Models and automated cell tracking
I’ve always found it appealing, or rather enticing, to study biological systems from a more formal and mathematical perspective; with the main objective to somehow be able to describe them with equations rather than words. Equations are exact, definite, universal, but foremost, they are predictive. The alluring property of mathematical models is that they do not only provide a description of our system, but they are also responsive, we may ask “if I replace parameter X with parameter Y, what will my system look like?”.
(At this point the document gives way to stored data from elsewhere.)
PR #1308, opened 2022-05-25
fix(signer): use wallet chainid for tx signing

Rjected:
## Motivation

In `sign_transaction_sync`, if a transaction `chain_id` was `None`, the wallet would sign a transaction without serializing the chain id. However, the signature's `v` would encode the proper chain.

## Solution

Use the signer's `chain_id` if the transaction does not specify one, before hashing the transaction in `sign_transaction_sync`.

Adds a test checking that `sign_transaction_sync` outputs a correct `v` when signing a transaction with an empty chain.

## PR Checklist

- [x] Added Tests
- [x] Added Documentation
- [ ] Updated the changelog


gakonst (approved):
I don't think this is right now a bottleneck, but we should be careful with all these `clone`'s on transactions

PR #1316, opened 2022-05-27
fix: wrong unit for gas_price (ether -> gwei)

naiba:


gakonst (commented):
@recmo wdyt

gakonst (approved):
ok this seems fine - just realized that polygon returns gwei and not wei - cc @recmo

PR #1317, opened 2022-05-27
feat(solc): use relative paths and --base-path option

### LINKED ISSUE #1315: Use solc --base-path to project root by default
currently, source files in the compilerinput are canonic, this can cause some issues with metadata/hashes.

in #1307 we already save the artifacts with relative files, this should be obsolete if we set base-path == root and strip the root from all sources

mattsse:
## Motivation
Closes #1315

working with paths is hard.

Ideally, we want to work with absolute paths because we resolve them in the Graph anyway and `Project::root` is not guaranteed to be cwd.

however, absolute/relative paths result in different solc metadata, so when invoking solc, we want to be consistent, or rather OS and local disk independent.

with 0.6.9, solc supports a `--base-path` option so we use that instead and also set the cwd of the solc process to `Project::root`.

This also introduces the `CompilerInput::with_base_path` function that will strip `Project::root` from:
* source paths
* output selection
* remappings 

## PR Checklist

- [x] Added Tests
- [x] Added Documentation
- [x] Updated the changelog

### DIFF
--- a/CHANGELOG.md
+++ b/CHANGELOG.md
@@ -96,6 +96,8 @@
 
 ### Unreleased
 
+- Use relative source paths and `solc --base-path`
+  [#1317](https://github.com/gakonst/ethers-rs/pull/1317)
 - Save cache entry objects with relative paths
   [#1307](https://github.com/gakonst/ethers-rs/pull/1307)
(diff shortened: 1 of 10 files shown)


gakonst (approved):
good call

PR #1329, opened 2022-05-31
fix(solc): remove compile_exact restriction

mattsse:
## Motivation
Ref https://github.com/foundry-rs/foundry/issues/1776

this removes the `compile_exact` restriction, which after some investigation can cause some issues in following circumstances:
* paths (or keys) of the contracts in the output differ from the input keys on windows
* if we failed to resolve the complete graph properly (likely due to some parser limitations) this can filter out those contracts we missed but solc includes in the output.

## PR Checklist

- [ ] Added Tests
- [ ] Added Documentation
- [ ] Updated the changelog


gakonst (approved):
cool - let's remove `compile_exact` in a follow up if it's non longer necessary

Of course, our models - however beautiful or carefully constructed - are nothing but just that, models. And as the well known apohorism states, “all models are wrong”. While this statement is true, it is far from detrimental. Sometimes, being wrong but within a certain marginal of error to the truth is just about good enough. When driving, none of us knows the exact distance to the other cars, or how much a push on the gas will accelerate our car, still (most of the time) we manage to zig-zag through the densely packed lanes without crashing into each other - all from the simple incorrect model we constructed in our minds. So, yes - models are wrong, but they are most certainly useful and tremendously valuable in our quest to understand and analyze biological systems.
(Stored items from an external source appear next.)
PR #1338, opened 2022-06-02
feat(solc): emit build info files if configured

mattsse:
## Motivation
Emit build-info files that include the whole compiler(input, output) and version.

## Solution

* Create bindings for `BuildInfo`
* If configured in the project we create a `BuildInfo` instance for each solc invocation.
* build-infos are stored as `<root>/build-info/<solc>-<timestamp>.json`, this differs from hardhat which uses the content hash as file name, like `0.8.14+commit.80d49f37.Darwin.appleclang-2022-06-02T12:17:16.944469+00:00.json`

wdyt @tynes ?

## PR Checklist

- [x] Added Tests
- [ ] Added Documentation
- [ ] Updated the changelog

### DIFF
--- a/Cargo.lock
+++ b/Cargo.lock
@@ -449,6 +449,7 @@ dependencies = [
  "num-integer",
  "num-traits",
  "serde",
+ "time 0.1.43",
  "winapi",
 ]
 
@@ -1403,6 +1404,7 @@ name = "ethers-solc"
 version = "0.3.0"
 dependencies = [
  "cfg-if 1.0.0",
+ "chrono",
  "colored",
  "criterion",
  "dunce",
@@ -3822,6 +3824,16 @@ dependencies = [
 
 [[package]]
 name = "time"
+version = "0.1.43"
+source = "registry+https://github.com/rust-lang/crates.io-index"
+checksum = "ca8a50ef2360fbd1eeb0ecd46795a87a19024eb4b53c5dc916ca1fd95fe62438"
+dependencies = [
+ "libc",
+ "winapi",
+]
+
+[[package]]
+name = "time"
 version = "0.3.7"
 source = "registry+https://github.com/rust-lang/crates.io-index"
 checksum = "004cbc98f30fa233c61a38bc77e96a9106e65c88f2d3bef182ae952027e5753d"
@@ -4520,7 +4532,7 @@ dependencies = [
  "signature",
  "subtle",
  "thiserror",
- "time",
+ "time 0.3.7",
  "uuid",
  "zeroize",
 ]
--- a/ethers-solc/Cargo.toml
+++ b/ethers-solc/Cargo.toml
@@ -40,6 +40,7 @@ rayon = "1.5.3"
 rand = { version = "0.8.5", optional = true }
 path-slash = "0.1.4"
 cfg-if = "1.0.0"
+chrono = "0.4.19"
 
 [target.'cfg(not(target_arch = "wasm32"))'.dependencies]
 home = "0.5.3"
--- a/ethers-solc/src/artifacts/serde_helpers.rs
+++ b/ethers-solc/src/artifacts/serde_helpers.rs
@@ -78,7 +78,7 @@ pub mod json_string_opt {
 pub mod empty_json_object_opt {
     use serde::{
         de::{self, DeserializeOwned},
-        ser, Deserialize, Deserializer, Serialize, Serializer,
+        Deserialize, Deserializer, Serialize, Serializer,
     };
 
     pub fn serialize<T, S>(value: &Option<T>, serializer: S) -> Result<S::Ok, S::Error>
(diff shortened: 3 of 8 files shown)


gakonst:
Do we see this as impacting performance?

mattsse:
it's definitely an overhead because a buildinfo object is in the MB and can be 50-100MB or even higher for large projects, so perhaps we should make this opt in via config val in foundry.toml?

gakonst:
Yeah I'd disable it by default given we only really want it for hardhat-like integrations and only enable via foundry toml / CLI. Are there other use cases beyond Hardhat that we'd want it for? I think @tynes is the main feedback source here?

tynes:
> a buildinfo object is in the MB and can be 50-100MB or even higher for large projects

If we do it based on timestamp, this could use a lot of space really quickly. The main consideration is we need to be able to go from qualified name -> build info file. If we use the timestamp methodology, the hh plugin can sort by timestamp and take the most recent buildinfo file. A way around using a lot of disk would be to have foundry delete the buildinfo file if one exists before writing the next one.

hh maps a bulidinfo + solc version to a hash and uses that as the filename, see: https://github.com/NomicFoundation/hardhat/blob/783650c5711f457ad63cc7eee9ac190d0ff264fc/packages/hardhat-core/src/internal/artifacts.ts#L244
This way the same input results in the same buildinfo file. 

It looks like hh solves being able to look up qualified name -> buildinfo file by keeping a json debug file for each artifact that looks like this:

```ts
    const debugFile: DebugFile = {
      _format: DEBUG_FILE_FORMAT_VERSION,
      buildInfo: relativePathToBuildInfo,
    };
```
https://github.com/NomicFoundation/hardhat/blob/783650c5711f457ad63cc7eee9ac190d0ff264fc/packages/hardhat-core/src/internal/artifacts.ts#L295
The name of the debug file is simply the name of the artifact but with `.dbg.json`, see https://github.com/NomicFoundation/hardhat/blob/783650c5711f457ad63cc7eee9ac190d0ff264fc/packages/hardhat-core/src/internal/artifacts.ts#L580

It seems like the options are:
- have a 1:1 mapping of buildinfo files based on what was compiled and ensure that can be dealt with in the plugin
  - the plugin currently doesn't have access to the version of `solc` used
- create a buildinfo each time and prune the old one

I'm ok with either of these solutions, the first seems like the "better" solution as it would save a bunch of i/o but also more complex. 

Note that hh does prune old buildinfo files: https://github.com/NomicFoundation/hardhat/blob/783650c5711f457ad63cc7eee9ac190d0ff264fc/packages/hardhat-core/src/internal/artifacts.ts#L221

> Yeah I'd disable it by default given we only really want it for hardhat-like integrations and only enable via foundry toml / CLI. Are there other use cases beyond Hardhat that we'd want it for? I think @tynes is the main feedback source here?

There are other people that have asked for access to the compiler input/output directly according to the tg group, it should def be gated by a flag in the `foundry.toml`. Another usecase would be `cat artifacts/buildinfo/file.json | jq .compilerOutput | abigen --combined-json` to build golang bindings and I'm sure other existing tooling (slither?) could take advantage of it

mattsse:
> f we do it based on timestamp, this could use a lot of space really quickly. The main consideration is we need to be able to go from qualified name -> build info file. If we use the timestamp methodology, the hh plugin can sort by timestamp and take the most recent buildinfo file. A way around using a lot of disk would be to have foundry delete the buildinfo file if one exists before writing the next one.

I used the timestamp due to lack of understanding how the `buildInfo Name` is created by hh, I guess it's a hash of the `buildInfo` content?

> This way the same input results in the same buildinfo file.

right, I deemed that to be too much overhead, but makes sense now.

> The main consideration is we need to be able to go from qualified name -> build info file.

ah now, this makes sense :)

> I'm ok with either of these solutions, the first seems like the "better" solution as it would save a bunch of i/o but also more complex.

agreed, let's do option 1.

I think what's missing is to get the build info file at least is just

- [ ] content hashing -> filename

The additional dbg.json would also be doable but would require some followup work

tynes:
> I used the timestamp due to lack of understanding how the `buildInfo Name` is created by hh, I guess it's a hash of the `buildInfo` content?

It looks like its literally just the md5 of a json file:
- https://github.com/NomicFoundation/hardhat/blob/20d8dbc33e696bf8900de0221bbc465f8d91e593/packages/hardhat-core/src/internal/util/hash.ts#L10
- https://github.com/NomicFoundation/hardhat/blob/20d8dbc33e696bf8900de0221bbc465f8d91e593/packages/hardhat-core/src/internal/artifacts.ts#L249

mattsse:
file name is now the content hash of `{_format,solcVersion,solcLongVersion,input}` same as hh


still needs a followup for:

- [ ] top level dbg.json
- [ ] foundry companion

smartcontracts:
hardhat-deploy also relies on buildinfo files for etherscan verification

gakonst (approved):
mhm seems fine to use, glad it's off by default :)

tynes:
I can handle the hh plugin implementation of this once forge is updated with the latest ethers + a way to pass through config to trigger the buildinfo being written to disk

It was with this interest - and a requirement for PhD students at KTH to collect 60 ECTS credits - that I enrolled for a course in Applied Estimation. In short, the course focus on how to estimate states or parameters from noisy measurements such as empirical data. Albeit designed for people working with robotics, the concepts are indubitably applicable to biology - where noise is the rule rather than the exception.
As a part of the course, we had to devise our own project (where one estimation method was to used) and implement it in code. My choice fell upon a subject (and method) that I have little previous experience with: automated cell tracking in brightfield images, using GM-PHD (Gaussian Mixture Probability Hypothesis Density) filters. The theory is very interesting, and I was particularly intrigued by the concept of Random Finite Sets, here used to track multiple objects simultaneously. The method shares many similarities with the Kalman Filter, but rather than propagating a single state, the whole set is propagated in time. Easily explained, one might think of it as propagating a Gaussian Mixture in time, where each component represents a peak or cell. The original publication by Vo and Ma outlines the details of the GM-PHD filter better than I could ever attempt to, and I would refer anyone with an interest to have a close look at it.
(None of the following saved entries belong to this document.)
PR #1339, opened 2022-06-02
feat(provider): Add batching for JSON-RPC requests

frjnn:
The `BatchRequest` struct is added and it allows for sending multiple JSON-RPC requests in a single batch.

## Motivation

ethers-rs is currently lacking batching of multiple JSON-RPC requests. There are many use-cases for such functionality and hereby an implementation is proposed.

## Solution

A new struct, namely, `BatchRequest`, is introduced.  `BatchRequest` acts a simple, generic, container of JSON-RPC requests. 

Batches are created as follows:

```rust
use ethers::prelude::*;
// Creates a new, empty, batch.
let batch = BatchRequest::new();
```

If the user already knows the number of requests it is going to send, `BatchRequest::with_capacity` can be used instead:

```rust
use ethers::prelude::*;
// Creates a new, empty, batch, with a pre-allocated capacity of 10.
let batch = BatchRequest::with_capacity(10);
```

`BatchRequest` is agnostic of the underlying requests, both in terms of parameters and return types, as long as they can be serialised and deserialised. Adding JSON-RPC requests to batches is as simple as:

```rust
use ethers::prelude::*;

let address1: Address = "0xd5a37dC5C9A396A03dd1136Fc76A1a02B1c88Ffa".parse()?;
let address2: Address = "0x4d7450da3abc67663c6C3989B4c84F35e5D0B5fC".parse()?;

let pos = H256::from_low_u64_be(8);

let mut batch: BatchRequest = BatchRequest::with_capacity(2);
// All kinds of JSON-RPC requests can go here.
batch.add_request("eth_getStorageAt", (address1, pos, BlockNumber::Latest))?;
batch.add_request("eth_getStorageAt", (address2, pos, BlockNumber::Latest))?;
```

Furthermore, batches created with `BatchRequest` can be executed by providers. The same batch can be executed by manyfold providers, as shown in the following example:

```rust
use ethers::prelude::*;

#[tokio::main]
async fn main() -> Result<(), Box<dyn std::error::Error>> {
    let address1: Address = "0xd5a37dC5C9A396A03dd1136Fc76A1a02B1c88Ffa".parse()?;
    let address2: Address = "0x4d7450da3abc67663c6C3989B4c84F35e5D0B5fC".parse()?;

    let pos = H256::from_low_u64_be(8);

    let mut batch = BatchRequest::with_capacity(2);
    batch.add_request("eth_getStorageAt", (address1, pos, BlockNumber::Latest))?;
    batch.add_request("eth_getStorageAt", (address2, pos, BlockNumber::Latest))?;

    let http_client = Provider::<Http>::try_from("https://api.avax.network/ext/bc/C/rpc")?;
    let ws_client = Provider::<Ws>::connect(
        "wss://speedy-nodes-nyc.moralis.io/bdc23feb8c3bd2b3e8d6a716/avalanche/mainnet/ws",
    )
    .await?;

    let mut ws_responses: BatchResponse = ws_client.as_ref().execute_batch(&mut batch).await?;
    let mut http_responses: BatchResponse = http_client.as_ref().execute_batch(&mut batch).await?;

    while let Some(Ok(storage)) = ws_responses.next_response::<H256>() {
        println!("{storage:?}")
    }

    while let Some(Ok(storage)) = http_responses.next_response::<H256>() {
        println!("{storage:?}")
    }

    Ok(())
}
```

out:

```text
0x6298ae7d00000000399dcf6078402dab87ab000000000000000000050ae7bd47
0x6298af7d0000000000d41171d7825e495f8e00000421fcd185b36af97a5abe6e
0x6298ae7d00000000399dcf6078402dab87ab000000000000000000050ae7bd47
0x6298af7d0000000000d41171d7825e495f8e00000421fcd185b36af97a5abe6e
```

As shown, batches can be re-used and cached.

The user gets back a `BatchResponse` struct, which implements the `next_response` method. Responses are retrieved and deserialised, as also shown.

I implemented a `.execute_batch()` method for the `Provider` struct, more precisely, such method is implemented for 3 transports: http, ws and icp. I did not put it in the `JsonRpcClient` trait, as to proceed in that direction I felt that someone else's opinion was needed.

Transports implementation needed only minor modifications to accommodate such change.

### Request and response ids

To match requests and responses in the transport layer, and to preserve the order of issued responses with respect to requests, the following solution is adopted, in order:

1. The provider's `id` is incremented by the length of the batch and fetched.
2. `BatchRequest` sequentially populates the ids of the inner requests starting from the latter id.
3. Such id is then attached to the batch instruction, which is sent by the provider to the inner transport.
4. `BatchResponse` sorts the responses in descending order with respect to their ids. 
5. The id of the first response in the batch is used to uniquely determine the channel to send the response into in the transport layer. 

It's important to note that we forbid the user from sending empty batches by raising `BatchError::EmptyBatch`.

## PR Checklist

- [x] Added Tests
- [x] Added Documentation
- [x] Updated the changelog

### DIFF
--- a/CHANGELOG.md
+++ b/CHANGELOG.md
@@ -4,7 +4,7 @@
 
 ### Unreleased
 
-- Add batching of JSON-RPC requests via the addition of `BathRequest`.
+- Add batching of JSON-RPC requests via the addition of `BatchRequest`.
   [#1339](https://github.com/gakonst/ethers-rs/pull/1339)
 - Add `as_*_mut` methods on `TypedTransaction`
   [#1310](https://github.com/gakonst/ethers-rs/pull/1310)
--- a/CHANGELOG.md
+++ b/CHANGELOG.md
@@ -4,6 +4,8 @@
 
 ### Unreleased
 
+- Add batching of JSON-RPC requests via the addition of `BathRequest`.
+  [#1339](https://github.com/gakonst/ethers-rs/pull/1339)
 - Add `as_*_mut` methods on `TypedTransaction`
   [#1310](https://github.com/gakonst/ethers-rs/pull/1310)
 - AWS EIP712 data signing no longer signs with EIP155
--- a/ethers-providers/src/transports/common.rs
+++ b/ethers-providers/src/transports/common.rs
@@ -1,8 +1,9 @@
 // Code adapted from: https://github.com/althea-net/guac_rs/tree/master/web3/src/jsonrpc
-use std::fmt;
+
+use std::{boxed::Box, fmt};
 
 use serde::{
-    de::{self, MapAccess, Unexpected, Visitor},
+    de::{self, DeserializeOwned, MapAccess, Unexpected, Visitor},
     Deserialize, Serialize,
 };
 use serde_json::{value::RawValue, Value};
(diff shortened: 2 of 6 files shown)


mattsse (commented):
defer to @oliver-giersch for this to reduce friction for #1267

just skimmed it, but I believe this will be much easier with #1267 since `request_id` is now part of the Connection trait, right?


also would love to see some tests against `Anvil` which does support batch requests.

frjnn:
@mattsse I have yet to look at #1267.

gakonst:
As a process point, let's please open an issue + discuss the design before getting into opening a PR :) These are low level features, and it's unclear how they'd integrate with the higher level provider + middlewares. How would we integrate this with e.g. higher level abstractions @frjnn?

oliver-giersch:
I thought a bit about this issue, looking at it through the lens of #1267 (which I am still working on btw).

The solution by @frjnn looks generally workable, but suffers from a lot of duplication due to the  way the current `JsonRpcClient` trait is structured. It does also look a bit inconvenient to use, as the caller has to basically insert raw RPC requests and then manually select the correct response type when iterating over each batch response (the ordering by id is clever though!)
The JSON-RPC spec for batches is pretty permissive, though, and some edge cases seem to be not handled (off the top of my head):

- The server may send a single error response instead of an array of responses
- The server may respond with fewer response objects than sent request objects

Anyways, the revised `Connection` trait will probably need an additional method for sending batch requests. How this will look like depends on what the end user API will look like.

Also, here are some alternative approaches:

#### 1. Middleware

I personally hate the `Middleware` trait but this looks like a legit use case for it. It would require a ton of duplication and be cumbersome to implement (basically reimplement every RPC call to put it into a batch first) but be a bit more type-safe.
Response parsing would likely still have to be done by hand.

#### 2. "Meta" `Connection`

This is similar to the design in rust-web3. There would have to be a separate batch connection wrapper, which intercepts any requests from the higher-level `Provider` API and stores them in a batch first. Would look roughly like this:

```rust
let provider = Provider::connect("http://localhost:8545").await?;
let provider: Provider<Batch<_>> = Batch::wrap(provider);

let a = batch.get_block_by_number("earliest".into()); // no await!
let b = provider.get_block_by_number("latest".into());

// calling `a.await` before `provider.send_batch` would either block
// (potentially deadlock) or panic
provider.send_batch().await?

let res_a = a.await?; // both awaits resolve instantly
let res_b = b.await?;
```

Fully type-safe, but with a potential footgun, as the caller must not await any request futures before calling `send_batch`.

#### 3. `Batch` trait and intermediate `RpcCall` type

This one is the most involved tbh. Under the current revised API `Provider` methods look like this:

```rust
pub async fn get_block_by_hash(
    &self,
    hash: &H256,
) -> Result<Option<Block<H256>>, Box<ProviderError>> {
    self.send_request("eth_getBlockByHash", (hash, false)).await
}
```
This does not allow to externally access the raw request after the call. Instead, all methods could return a struct like

```rust
pub struct RpcCall<'a, C, R> {
    connection: &'a C,
    raw_request: (u64, Box<RawValue>),
    _marker: PhantomData<fn() -> R>,
}
```
This could then be either `call`ed and awaited directly or put into a batch like this:
```rust
let a = provider.get_block_by_hash(&hash1);
let b = provider.get_block_by_hash(&hash2);

let (a, b) = provider.send_batch((a, b)).await?;
```
Where `Provider::send_batch` takes a generic `Batch`, which would be implemented for tuples with a certain length (2-16 or so) of `RpcCall`s. The right types for the returned `a` and `b` would be selected automatically, although they probably would still have to be wrapped in an `Option` or a `Result` (or both...).

frjnn:
Thanks for the articulate review. I will quote some extracts.

> "(...) suffers from a lot of duplication due to the way the current JsonRpcClient trait is structured"

I fully agree. I am very much open to integrate it in #1267, should it be ok for you and for everyone here. From what I was able to seen in the actual transport implementation, the redundancy came from the way ethers-rs handles requests and responses.

>  "It does also look a bit inconvenient to use, as the caller has to basically insert raw RPC requests and then manually select the correct response type when iterating over each batch response."

I agree, nonetheless, that's as abstract as  the `JsonRpcClient` API allows things to be done right now. By calling `request` the user is performing the very same action, just only one method at a time. I do believe though that the `BatchRequest` struct would allow for some pretty dope higher level API.

> The JSON-RPC spec for batches is pretty permissive (...).

Thank you ver much for pointing this out, I am not very familiar with the caveats of the JSON-RPC protocol. Referring to [this specs](https://www.jsonrpc.org/specification#batch), to my understanding, the server will return a single error response, without id (i.e. null id) when the batch is either malformed or empty. The implementation in this PR covers both such events.
Quoting the spec I linked, I notice it says "A Response object SHOULD exist for each Request object (...)" are you referring to this? If so, how can we address this issue?

Also I would not suggest to stick with the `Middleware` trait neither. Out of the solutions you proposed, the one I like the most and that I think provides the user with the better experience is the number **2**.

oliver-giersch:
> I fully agree. I am very much open to integrate it in #1267, should it be ok for you and for everyone here. From what I was able to see in the current transport implementation, the redundancy came from the way ethers-rs handles requests and responses.

I am not entirely sure how this would be organized, but I think you could do a PR-in-PR if I gave you access to my fork of the repo and it eventually all gets merged as #1267. 🤔 

> Thank you ver much for pointing this out, I am not very familiar with the caveats of the JSON-RPC protocol. Referring to [this specs](https://www.jsonrpc.org/specification#batch), to my understanding, the server will return a single error response, without id (i.e. null id) when the batch is either malformed or empty. The implementation in this PR covers both such events. Quoting the spec I linked, I notice it says "A Response object SHOULD exist for each Request object (...)" are you referring to this? If so, how can we address this issue?

Sorry, I must have overlooked this, if it is already handled. But your summary sounds basically correct. I think it could make sense to let the entire batch operation fail, if any of them fail, so as to make handling the happy case nice and easy. So a batch error could either be list of `JsonRpcError`s (collecting all error responses), a `IncompleteError`, if any of the requests is missing a response or just a single `JsonRpcError`.

> Also I would not suggest to stick with the `Middleware` trait neither. Out of the solutions you proposed, the one I like the most and that I think provides the user with the better experience is the number **2**.
> 
> Edit: also number 3 looks good, but I would get rid of the limit of 16, which would not be of much usefulness in my opinion. If you think about id, it's very similar to what I proposed, and such intermediate objects would also greatly simplify the logic behind `BatchRequest`.

The more I think of it, I like option 3 the most. The intermediate `RpcCall` objects add some flexibility for the caller and they can implement `Future` directly and easily, so there is no additonal `call` method required. The arbitrary limit for the tuple length is because rust doesn't have variadic generics, so these trait implementations would have to be made by hand (macro), or do you mean something else? Additionally, impls for `Vec`s, arrays and slice can also be made for requests with the same output type. Ordering by ID would no longer be possible, though, because requests could be added to the batch in any order and the output order would have to match the input order.

gakonst:
(Recommend we move the design discussion to an issue about what the right way to implement this is :D)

As for the final product, I implemented the algorithm proposed by Vo and Ma (Table I-III) in python, with an easy to use CLI; allowing anyone who might want to try it out to do so fairly (I hope) seamlessly. Instructions and examples of usage can be found at the github page. The animated image above is the result of applying this implementation to a set of “HeLa cells stably expressing H2b-GFP”, downloaded from celltrackingchallenge.net. The implementation is far from perfect, and much work remains to even have a chance of competing with the more sophisticated alternatives. Still, for a couple of days of work, the performance is not too bad - and it was a fun experience implementing it.
The course has prompted a lot of new ideas and really allowed me to see some old
problems from a completely different lens. For example, I believe a lot of the
ideas found in SLAM (Simultaneous Localization and Mapping) could be used when
working with questions related to trajectory inferenc, where we partly want to
assess the developmental landscape but also map a path through it. It’s always a
very rewarding experience to enter a completely new field, where people come
from a very different background - in my opinion this intentional “push” out of
the comfort zone really has a tendency to spark great exciting ideas,
however uncofortable it feels at first.